Let’s take a look at an example of using Shepherd. We’ll be able to model cells dividing!

  1. First, start Zookeeper, Kafka, and MongoDB as we discussed above in How to Run Agents.

  2. Launch Shepherd in a separate terminal window:

    $ lein run
    
  3. For our environment, let’s make a lattice agent:

    $ python -m vivarium.environment.boot --type ecoli_core_glc --id env2
    environment started
    

    Warning

    Wait for the environment started to show up before proceeding. Otherwise there won’t be an environment to add the cells to!

    Tip

    If you get errors from Python about being unable to find vivarium, make sure you’ve added the repository root to your PYTHONPATH. See Setting PYTHONPATH for details.

  4. Next, let’s create a cell agent of type growth_division, which can grow and divide.

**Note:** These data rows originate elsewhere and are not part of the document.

PR #2812, opened 2025-02-20
Fix duplicate resource warning for shrinker test

Marcono1234:
### Description
Currently the `test-shrinker` Maven module produces this warning:
```
[WARNING] error_prone_annotations-2.36.0.jar, gson-2.12.2-SNAPSHOT.jar define 1 overlapping classes:
[WARNING]   - META-INF.versions.9.module-info
[WARNING] maven-shade-plugin has detected that some files are
[WARNING] present in two or more JARs. When this happens, only one
[WARNING] single version of the file is copied to the uber jar.
[WARNING] Usually this is not harmful and you can skip these warnings,
[WARNING] otherwise try to manually exclude artifacts based on
[WARNING] mvn dependency:tree -Ddetail=true and the above output.
[WARNING] See https://maven.apache.org/plugins/maven-shade-plugin/
```

Excluding `module-info.class` should probably not affect shrinker behavior.

### DIFF
--- a/test-shrinker/pom.xml
+++ b/test-shrinker/pom.xml
@@ -104,6 +104,7 @@
             <lib>${java.home}/jmods/java.compiler.jmod</lib>
           </libs>
           <!-- Include dependencies in the final JAR -->
+          <!-- Note: Currently causes warnings due to duplicate resource files, see https://github.com/wvengen/proguard-maven-plugin/issues/388 -->
           <includeDependencyInjar>true</includeDependencyInjar>
           <outjar>proguard-output.jar</outjar>
         </configuration>
@@ -132,6 +133,7 @@
                   <excludes>
                     <!-- Ignore duplicate files in dependencies -->
                     <exclude>META-INF/MANIFEST.MF</exclude>
+                    <exclude>META-INF/versions/9/module-info.class</exclude>
                   </excludes>
                 </filter>
               </filters>


test-shrinker/pom.xml
```diff
@@ -104,6 +104,7 @@
             <lib>${java.home}/jmods/java.compiler.jmod</lib>
           </libs>
           <!-- Include dependencies in the final JAR -->
+          <!-- Note: Currently causes warnings due to duplicate resource files, see https://github.com/wvengen/proguard-maven-plugin/issues/388 -->
```
eamonnmcmanus, line 107: I'm a bit confused. Is this PR reducing the number of warnings, but not to zero?

Marcono1234: There are two separate warnings, one is by the Maven Shade Plugin which prepares the JAR for R8 (that warning is fixed by this PR).

The other warning is by ProGuard (this comment refers to it):
> [proguard] Note: duplicate definition of resource file [META-INF/MANIFEST.MF]
> [proguard] Note: duplicate definition of resource file [META-INF/MANIFEST.MF]
> [proguard] Note: there were 2 duplicate class definitions.
> [proguard]       (https://www.guardsquare.com/proguard/manual/troubleshooting#duplicateclass)
> ...
> [proguard] Warning: can't write resource [META-INF/MANIFEST.MF] (Duplicate jar entry [META-INF/MANIFEST.MF])
> [proguard] Warning: can't write resource [META-INF/MANIFEST.MF] (Duplicate jar entry [META-INF/MANIFEST.MF])

Which I think will be resolved once that proguard-maven-plugin issue is fixed.

----

These warnings likely don't affect the shrinker test, regardless of whether they are addressed or not. But they might be a bit distracting, which is why I tried to resolve them.

eamonnmcmanus: OK, thanks!

eamonnmcmanus (approved):

PR #2814, opened 2025-02-22
Fix numeric conversion to Long when serializing numbers as JsonElement tree

### LINKED ISSUE #2680: TypeAdapterFactory INTEGER_FACTORY will change INTEGER type to LONG type
# Gson version
2.10.1

# Java / Android version
21

# Description
I try to get a JsonElement by toJsonTree method. but i found that when i use integer object as input, i will get a long object with method ```JsonElement.getAsNumber()```

I think this commit caused this problem：https://github.com/google/gson/commit/3e3266cf48f132928225e1561a6ae4cb5503d08f

Is this a bug or a feature?

## Expected behavior
use integer type as input, get integer type as output

## Actual behavior
use integer type as input, get long type as output

# Reproduction steps
```
    @Test
    public void test(){
        Integer testNum = 1;
        JsonElement jsonTree = new Gson().toJsonTree(testNum);
        System.out.println(jsonTree.getAsNumber().getClass());
    }
```

Marcono1234:
### Purpose
Fixes #2680

### Description
As mentioned in #2680, an unintended side-effect of https://github.com/google/gson/commit/3e3266cf48f132928225e1561a6ae4cb5503d08f was that serializing to a `JsonElement` tree is now converting all integral numbers to `Long` instances.

This pull request here tries to solve this by using the `JsonWriter#value(Number)` overload again, boxing the converted number. If the type is already matching (e.g. serializing a `Byte` as `Byte`) then this also has the advantage that it avoids unwrapping and having `JsonTreeWriter` wrap the value again.
But on the other hand when using `JsonWriter` and not `JsonTreeWriter` there might be a bit overhead from `JsonWriter#value(Number)` compared to `JsonWriter#value(long)`.

An alternative to this PR could be to instead revert https://github.com/google/gson/commit/3e3266cf48f132928225e1561a6ae4cb5503d08f partially or completely. After all the underlying issue #2156 had been reported by me (and was not blocking me in any way), so maybe other users would not have cared about the missing numeric conversion.

### Checklist

### DIFF
--- a/gson/src/main/java/com/google/gson/internal/bind/TypeAdapters.java
+++ b/gson/src/main/java/com/google/gson/internal/bind/TypeAdapters.java
@@ -210,7 +210,9 @@ public final class TypeAdapters {
           if (value == null) {
             out.nullValue();
           } else {
-            out.value(value.byteValue());
+            // Always wrap as Number; don't use `JsonWriter#value(long)`, which converts number
+            Number byteNumber = value instanceof Byte ? value : value.byteValue();
+            out.value(byteNumber);
           }
         }
       };
@@ -245,7 +247,9 @@ public final class TypeAdapters {
           if (value == null) {
             out.nullValue();
           } else {
-            out.value(value.shortValue());
+            // Always wrap as Number; don't use `JsonWriter#value(long)`, which converts number
+            Number shortNumber = value instanceof Short ? value : value.shortValue();
+            out.value(shortNumber);
           }
         }
       };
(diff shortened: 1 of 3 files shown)


Marcono1234:
Closed and reopend this PR to fix an intermittent test failure, see #2815.

gson/src/main/java/com/google/gson/internal/bind/TypeAdapters.java
```diff
@@ -368,7 +374,10 @@ public Number read(JsonReader in) throws IOException {
         public void write(JsonWriter out, Number value) throws IOException {
           if (value == null) {
             out.nullValue();
+          } else if (value instanceof Long) {
+            out.value(value);
           } else {
+            // Only perform unwrapping if numeric conversion is necessary
             out.value(value.longValue());
```
Marcono1234, line 381: For correctness this `value instanceof Long` check is not needed; the previous code which always called `out.value(value.longValue())` was fine as well. However, for `JsonTreeWriter` it would have unwrapped and then wrapped the value again. But on the other hand for `JsonWriter` `value(long)` might be more efficient. I am not really sure which approach is better for performance, or if it even matters at all.

(same applies to `Double` below)

Issue #2816, opened 2025-02-24
Method fromJson throws JsonParseException instead of declared JsonSyntaxException


DGorokhov123:
# Gson version

I found a bug in GSON library. It's actual fo version 2.12.1

# Description

Bug description:

Method fromJson signature looks like that:
```
public <T> T fromJson(String json, Class<T> classOfT) throws JsonSyntaxException {
```

so, it's obvious to coders to catch JsonSyntaxException:
```
try {
    goodGson.fromJson(badJson, User.class);
} catch (JsonSyntaxException e) {
    System.out.println("Good deserializer caught JsonSyntaxException");
}
```
Such construction works until we add Deserializer:
```
Gson badGson = new GsonBuilder()
          .registerTypeAdapter(User.class, new UserBadDeserializer())
          .create();

class UserBadDeserializer implements JsonDeserializer<User> {
    @Override
    public User deserialize(JsonElement json, Type typeOfT, 
                         JsonDeserializationContext context) throws JsonParseException {
        JsonObject jsonObject = json.getAsJsonObject();
        if (!jsonObject.has("name")) 
                     throw new JsonParseException("json should contain the name field!");
        String name = jsonObject.get("name").getAsString();
        return new User(name);
    }
}
```
The signature of deserialize method we should override, throws another 
exception - JsonParseException, which is parent to JsonSyntaxException 
and isn't caught by try-catch construction above
It flies further and may cause unexpected behaviour. 

```
        try {
            try {
                badGson.fromJson(badJson, User.class);
            } catch (JsonSyntaxException e) {
                System.out.println("Good deserializer caught JsonSyntaxException");
            }
        } catch (RuntimeException e) {
            System.out.println("Bad deserializer didn't catch JsonSyntaxException, and " 
                        + e.getClass().getSimpleName() + " flew further");
        }
```
Solution 1 : Change signature of deserialize method to throw JsonSyntaxException.

Solution 2 : Change signature of fromJson method (and other methods calling
deserialize) to throw JsonParseException.

I've made a simple example to show this bug:
https://github.com/DGorokhov123/gson-bug

(С) Dmitriy Gorokhov dgorokhov123@gmail.com, tg:@DGorokhov

Shershah03:
Its seems changing it T _com.google.gson.JsonDeserializer.deserialize(JsonElement json, Type typeOfT, JsonDeserializationContext context) throws **JsonSyntaxException_** is the best option.

Marcono1234:
[...]

PR #2820, opened 2025-03-05
[Issue-2816] - Update exception type in JsonDeserializer to JsonSyntaxException

Shershah03:
…xException

### Checklist


Shershah03:
#2820

Marcono1234:
Thanks for this pull request! I am however not sure if it might be better to instead change the signature of the `Gson#fromJson` methods to mention that they can throw a `JsonParseException`, see https://github.com/google/gson/issues/2816#issuecomment-2727065426.

PR #2824, opened 2025-03-16
Don't run GitHub workflows twice for Dependabot PRs

Marcono1234:
### Purpose
Don't run GitHub workflows twice for Dependabot PRs

### Description
Currently when Dependabot creates a pull request, some of the workflows run twice: One time for the `dependabot/...` branch within the repository and a second time for the PR update.

This is redundant and possibly also leads to confusion when the same workflow fails twice.

### DIFF
--- a/.github/workflows/build.yml
+++ b/.github/workflows/build.yml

    $ python -m vivarium.environment.boot --type growth_division --id c --outer-id env2
    
  5. Now we can start the simulation!

    $ python -m vivarium.environment.control run --id env2
    

    This simulation is quite long, so feel free to cancel it with CTRL-C after you’re tired of waiting.

  6. Once the simulation finishes, we can analyze the data:

    $ python vivarium/analysis/run_analysis -e env2
    

    Note

    You can run the analysis script while the simulation is still running too.

First, notice the folders in the analysis output. Each folder is a cell, so since the cells divided, we have a lot of them! If you take a look at snap_out.png, you should see rows of plots like this:

A row of 6 plots showing the simulated colony over time. Glucose concentrations decrease around the cells, and the colony grows as the cells multiply.

Running Experiments

With Shepherd, you can also run experiments that pre-define the environment and cell types. For example, let’s see how we could have run a simulation of growing and dividing cells like above with less work:

  1. First, start Zookeeper, Kafka, and MongoDB as we discussed above in How to Run Agents.

  2. Now start up Shepherd:

    $ lein run
    
  3. Load the experiment:

    Danger

    This experiment doesn’t work yet. We are working on a fix in #178

    $ python -m vivarium.environment.control \
        growth-division-experiment --experiment_id exp
    

    Tip

    If you get errors from Python about being unable to find vivarium, make sure you’ve set your PYTHONPATH to include vivarium. See Setting PYTHONPATH for details.

  4. Run the simulation:

    $ python -m vivarium.environment.control run --id exp
    
  5. When it finishes, run the analysis:

    $ python vivarium/analysis/run_analysis -e exp
    

    This is a long experiment, so you might want to end the simulation before it finishes.

In snap_out.png, we see a similar outcome to before. The plots are different this time because there is some stochasticity in the model.

A row of 6 plots showing the simulated colony over time. Glucose concentrations decrease around the cells, and the colony grows as the cells multiply.